I couldnt find anything specifically about other transporters yet but found a small study that did administer gabapentin rectally with poor results. It is only 2 patients, they are children vs adults, the formulation may have been bad and there was some absorption so not a great reference.

http://www.ncbi.nlm.nih.gov/pubmed/9579927

Definitely try the plugging solo and let us know. I will keep reading and see what I find.

 

[atara]

as i don't tend on abusing it

If you're trying to circumvent the body's natural uptake mechanisms, you're way past "normally" using. Abuse doesn't mean that you lost your job and your house, it means the drug plays a much larger role in your life than it should.

The best way to "circumvent" your tolerance is to take a break. The next best way might be piperine.

 

[ongos]

so prega is just a concentrated form of gabapentin or what? Is the molecule entirely different but different enough to be called something else but is it in the same class of drugs then?

So all these people are saying the high is like a benzo? Is it a downer then?

First, I have zero interest in sticking gabapentin in my ass for a better high, lnao..but to each their own.

Now


Not really..pregablin has a potency approx 4x stronger than gabapentin. I guess the FDA wasn't having any of that uncontrolled...

 

[ongos]

hello?

is gabapentin a good pain killer? Does it have any action on the opioid receptor or just gaba?

 

[ongos]

Has anyone here tried Pregabalin (Lyrica)? I see different doses of 75, 100, and 300 mg. This is a schedule 5 drug in the U.S.

How is this even addicting?

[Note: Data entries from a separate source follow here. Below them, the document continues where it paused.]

PR #6222, opened 2024-02-12
Admin, Option Values Sort: Add language handling for update by Option Name

torvista:
fixes: https://github.com/zencart/zencart/issues/5355

following on from [here](https://github.com/zencart/zencart/pull/5426)

Decided to work on one option at a time, to try and make it easier....so the rest will follow to complete the file overhaul.

For sites with more than one language, the selection is offered:

image

### DIFF
--- a/admin/option_values.php
+++ b/admin/option_values.php
@@ -109,13 +109,13 @@ switch ($_GET['action']) {
     <!-- body //-->
     <div class="container-fluid">
 
-        <h1><?= HEADING_TITLE; ?></h1>
+        <h1><?= HEADING_TITLE ?></h1>
         <!-- body_text //-->
         <?php
         if (empty($_GET['options_id'])) {
             ?>
             <div id="editOptionName">
-                <h2><?= TEXT_UPDATE_OPTION_VALUES; ?></h2>
+                <h2><?= TEXT_UPDATE_OPTION_VALUES ?></h2>
                 <?php
                 echo zen_draw_form('quick_jump', FILENAME_PRODUCTS_OPTIONS_VALUES, '', 'get', 'class="form-inline"');
                 echo zen_draw_label(TEXT_SELECT_OPTION, 'options_id', 'class="control-label"');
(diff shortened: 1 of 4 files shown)


torvista:
I don't see the error.....

drbyte:
> I don't see what the merge check error is.....

The tests are failing because you changed the language string that the test is hard-coded to look for:
Screen Shot 2024-02-15 at 3 52 13 PM

So the test will need to be updated to match what the language string is outputting, so that the test can confirm that the action is successful.

torvista:
Ah, I changed that to distinguish it from the other two, which will have their own messages.

torvista:
Is there something I need to do here?

drbyte:
> Is that error detail publicly viewable?

Yes. You can see the "Checks" tab in the top of a PR, or go to the "Actions" tab in this repository to see all the test run results.
eg: this is the one that was failing: https://github.com/zencart/zencart/actions/runs/7886767671/job/21520625066?pr=6222

drbyte:
In the test it says "... failed to assert that ... [big long HTML block] ... contains 'Option Values Default Sort Order'" ... which was the old value of HEADING_TITLE. 
Screen Shot 2024-02-19 at 10 33 32 PM
Screen Shot 2024-02-19 at 10 33 04 PM



The fix is to find the part in the test suite that has that old string hard-coded into it (tests often have things hardcoded in order to actually test that the expected result is accurate), and update that. eg: https://github.com/zencart/zencart/pull/6222/commits/9fad8e6e3104b5e60e877fc831260a47c9963c99

admin/option_values.php
```diff
@@ -86,112 +108,87 @@
 
     <!-- body //-->
     <div class="container-fluid">
-      <div class="table-responsive">
-        <h1><?php echo HEADING_TITLE; ?></h1>
+
+        <h1><?= HEADING_TITLE; ?></h1>
```
lat9, line 112: I'm liking the short-echo tags more and more, but when they're used, the final `;` in the associated PHP statement should not be included.  The same is true for the additional usages in this PR, please either revert the short-echo or remove the `;' in each place.

admin/option_values.php
```diff
@@ -86,112 +108,87 @@
...
+                <div class="row">
+                    <?php
+                    if (count($languages_array) > 1) { ?>
+                        <div class="radio"><label><?= zen_draw_radio_field('language', 'current_only') . TEXT_UPDATE_SORT_LANGUAGE_CURRENT; ?></label></div>
+                        <div class="radio"><label><?= zen_draw_radio_field('language', 'all', true) . TEXT_UPDATE_SORT_LANGUAGE_ALL; ?></label></div> <?php
+                    } ?>
+                    <button type="submit" class="btn btn-warning"><?= TEXT_UPDATE_SUBMIT; ?></button>
+                    <a href="<?= zen_href_link(FILENAME_PRODUCTS_OPTIONS_VALUES); ?>" class="btn btn-default" role="button"><?= IMAGE_CANCEL; ?></a>
+                </div>
+                <?php echo '</form>'; ?>
```
lat9, line 187: Since the rest of the changes are using short-echo (`<?='), this line should as well.

lat9 (changes requested):

admin/option_values.php
torvista: My tendency was to use them only when embedded in html, where the improvement is clear.
I actually think the full tag is clearer when in isolation, but I'll go with the flow.

lat9 (approved):
Thanks, @torvista.  The semi-colon removal request was based on a Google search of `php short echo tag with semicolon`  as well as [this](https://github.com/zencart/zencart/pull/6015#issuecomment-1902250885) issue-comment.  It appears that the global consensus is to drop the trailing `;` when using the short-echo tag.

Is this a concentrated form of Gabapentin?

 

[aced126]

Gabapentin and pregabalin have different structures; you can go look at them on Wikipedia. I don't believe either of them have non negligible opioid action.

 

[ongos]

Seems as if prega has some close relation to GHB, which is supposedly a great antidepressant. Also, it's closely related to phenibut and baclofen. Phenibut is unscheduled and OTC.

 

[ongos]

for obsession, you guys ever tried Dilantin?

 

[ongos]

γ-Amino-β-hydroxybutyric acid (GABOB) (brand names Gamibetal, Gabomade, Aminoxan, Bogil, Diastal, Gabimex, Gaboril, Kolpo), or β-hydroxy-γ-aminobutyric acid (β-hydroxy-GABA), is an anticonvulsant which is used for the treatment of epilepsy in Europe, Japan, and Mexico.[1][2] It is also an endogenous active metabolite and analogue of the neurotransmitter γ-aminobutyric acid (GABA), and for this reason, may function as a neurotransmitter itself.[2][3][4][5] Relative to GABA, GABOB has more potent inhibitory effects on the central nervous system, perhaps due to its greater capacity to cross the blood-brain-barrier.[5][6] However, GABOB is of relatively low potency as an anticonvulsant when used by itself, and is more useful as an adjuvant treatment used alongside another anticonvulsant.[7][8] GABOB has two stereoisomers, with the (3S) isomer d-GABOB being around twice as potent an anticonvulsant as the (3R) isomer l-GABOB.[9]

GABOB (β-hydroxy-GABA) is a close structural analogue of GABA (see GABA analogue), as well as of γ-hydroxybutyric acid (GHB), phenibut (β-phenyl-GABA), baclofen (β-(4-chlorophenyl)-GABA),[10] and pregabalin (β-isobutyl-GABA).

https://en.wikipedia.org/wiki/Gamma-Amino-beta-hydroxybutyric_acid

Anyone tried this? Similar to GHB? More potent than Pregabalin yet unscheduled? Who has it?